Excerpts from a dataset
::::

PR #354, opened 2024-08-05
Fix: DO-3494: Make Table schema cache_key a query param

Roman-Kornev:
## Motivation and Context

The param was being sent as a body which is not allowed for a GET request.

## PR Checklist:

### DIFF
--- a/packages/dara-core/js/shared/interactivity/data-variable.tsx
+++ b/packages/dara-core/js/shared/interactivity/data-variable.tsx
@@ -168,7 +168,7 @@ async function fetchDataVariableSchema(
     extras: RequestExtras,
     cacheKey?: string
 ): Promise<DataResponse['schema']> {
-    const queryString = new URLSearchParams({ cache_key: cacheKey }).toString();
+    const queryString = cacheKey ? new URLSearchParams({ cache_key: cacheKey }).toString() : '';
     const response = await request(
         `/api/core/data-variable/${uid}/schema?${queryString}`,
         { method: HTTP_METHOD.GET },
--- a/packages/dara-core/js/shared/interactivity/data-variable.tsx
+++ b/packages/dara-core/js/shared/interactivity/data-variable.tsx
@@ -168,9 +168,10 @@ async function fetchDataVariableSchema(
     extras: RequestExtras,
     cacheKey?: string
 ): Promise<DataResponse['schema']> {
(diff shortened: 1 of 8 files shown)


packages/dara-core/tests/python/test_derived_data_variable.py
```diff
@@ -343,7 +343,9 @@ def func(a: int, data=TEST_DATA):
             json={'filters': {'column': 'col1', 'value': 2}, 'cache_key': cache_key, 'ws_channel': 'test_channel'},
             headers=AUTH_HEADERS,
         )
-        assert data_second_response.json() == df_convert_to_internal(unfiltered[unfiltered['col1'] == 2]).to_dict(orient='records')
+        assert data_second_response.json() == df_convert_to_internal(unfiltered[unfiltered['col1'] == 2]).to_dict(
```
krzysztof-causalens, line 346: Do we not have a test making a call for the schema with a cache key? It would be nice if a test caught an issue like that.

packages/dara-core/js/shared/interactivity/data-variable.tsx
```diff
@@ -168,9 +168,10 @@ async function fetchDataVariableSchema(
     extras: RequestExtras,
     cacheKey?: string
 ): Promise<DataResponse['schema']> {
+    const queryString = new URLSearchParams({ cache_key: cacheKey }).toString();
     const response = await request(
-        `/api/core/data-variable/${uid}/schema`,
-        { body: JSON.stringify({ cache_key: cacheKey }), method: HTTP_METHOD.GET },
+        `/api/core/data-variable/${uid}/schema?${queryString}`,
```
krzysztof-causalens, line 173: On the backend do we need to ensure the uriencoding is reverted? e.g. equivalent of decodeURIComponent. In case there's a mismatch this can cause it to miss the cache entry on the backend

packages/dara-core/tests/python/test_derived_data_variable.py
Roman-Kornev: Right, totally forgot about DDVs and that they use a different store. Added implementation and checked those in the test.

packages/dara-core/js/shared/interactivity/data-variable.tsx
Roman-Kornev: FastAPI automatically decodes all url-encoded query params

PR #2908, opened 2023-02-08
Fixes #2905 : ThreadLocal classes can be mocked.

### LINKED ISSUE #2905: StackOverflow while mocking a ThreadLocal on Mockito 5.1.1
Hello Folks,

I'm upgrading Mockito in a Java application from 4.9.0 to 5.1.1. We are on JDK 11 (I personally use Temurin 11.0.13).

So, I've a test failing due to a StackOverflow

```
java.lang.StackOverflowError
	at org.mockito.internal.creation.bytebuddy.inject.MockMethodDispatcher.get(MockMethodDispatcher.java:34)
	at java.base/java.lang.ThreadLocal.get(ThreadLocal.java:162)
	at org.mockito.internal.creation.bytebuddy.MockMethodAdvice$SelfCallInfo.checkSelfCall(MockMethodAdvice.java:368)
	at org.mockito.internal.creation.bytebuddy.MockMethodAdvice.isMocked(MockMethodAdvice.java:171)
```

::::

What is expected:
Word for word, write out all of the entries again.

Exercise output:
PR #354, opened 2024-08-05
Fix: DO-3494: Make Table schema cache_key a query param

Roman-Kornev:
## Motivation and Context

The param was being sent as a body which is not allowed for a GET request.

## PR Checklist:

### DIFF
--- a/packages/dara-core/js/shared/interactivity/data-variable.tsx
+++ b/packages/dara-core/js/shared/interactivity/data-variable.tsx
@@ -168,7 +168,7 @@ async function fetchDataVariableSchema(
     extras: RequestExtras,
     cacheKey?: string
 ): Promise<DataResponse['schema']> {
-    const queryString = new URLSearchParams({ cache_key: cacheKey }).toString();
+    const queryString = cacheKey ? new URLSearchParams({ cache_key: cacheKey }).toString() : '';
     const response = await request(
         `/api/core/data-variable/${uid}/schema?${queryString}`,
         { method: HTTP_METHOD.GET },
--- a/packages/dara-core/js/shared/interactivity/data-variable.tsx
+++ b/packages/dara-core/js/shared/interactivity/data-variable.tsx
@@ -168,9 +168,10 @@ async function fetchDataVariableSchema(
     extras: RequestExtras,
     cacheKey?: string
 ): Promise<DataResponse['schema']> {
(diff shortened: 1 of 8 files shown)


packages/dara-core/tests/python/test_derived_data_variable.py
```diff
@@ -343,7 +343,9 @@ def func(a: int, data=TEST_DATA):
             json={'filters': {'column': 'col1', 'value': 2}, 'cache_key': cache_key, 'ws_channel': 'test_channel'},
             headers=AUTH_HEADERS,
         )
-        assert data_second_response.json() == df_convert_to_internal(unfiltered[unfiltered['col1'] == 2]).to_dict(orient='records')
+        assert data_second_response.json() == df_convert_to_internal(unfiltered[unfiltered['col1'] == 2]).to_dict(
```
krzysztof-causalens, line 346: Do we not have a test making a call for the schema with a cache key? It would be nice if a test caught an issue like that.

packages/dara-core/js/shared/interactivity/data-variable.tsx
```diff
@@ -168,9 +168,10 @@ async function fetchDataVariableSchema(
     extras: RequestExtras,
     cacheKey?: string
 ): Promise<DataResponse['schema']> {
+    const queryString = new URLSearchParams({ cache_key: cacheKey }).toString();
     const response = await request(
-        `/api/core/data-variable/${uid}/schema`,
-        { body: JSON.stringify({ cache_key: cacheKey }), method: HTTP_METHOD.GET },
+        `/api/core/data-variable/${uid}/schema?${queryString}`,
```
krzysztof-causalens, line 173: On the backend do we need to ensure the uriencoding is reverted? e.g. equivalent of decodeURIComponent. In case there's a mismatch this can cause it to miss the cache entry on the backend

packages/dara-core/tests/python/test_derived_data_variable.py
Roman-Kornev: Right, totally forgot about DDVs and that they use a different store. Added implementation and checked those in the test.

packages/dara-core/js/shared/interactivity/data-variable.tsx
Roman-Kornev: FastAPI automatically decodes all url-encoded query params

PR #2908, opened 2023-02-08
Fixes #2905 : ThreadLocal classes can be mocked.

### LINKED ISSUE #2905: StackOverflow while mocking a ThreadLocal on Mockito 5.1.1
Hello Folks,

I'm upgrading Mockito in a Java application from 4.9.0 to 5.1.1. We are on JDK 11 (I personally use Temurin 11.0.13).

So, I've a test failing due to a StackOverflow

```
java.lang.StackOverflowError
	at org.mockito.internal.creation.bytebuddy.inject.MockMethodDispatcher.get(MockMethodDispatcher.java:34)
	at java.base/java.lang.ThreadLocal.get(ThreadLocal.java:162)
	at org.mockito.internal.creation.bytebuddy.MockMethodAdvice$SelfCallInfo.checkSelfCall(MockMethodAdvice.java:368)
	at org.mockito.internal.creation.bytebuddy.MockMethodAdvice.isMocked(MockMethodAdvice.java:171)
```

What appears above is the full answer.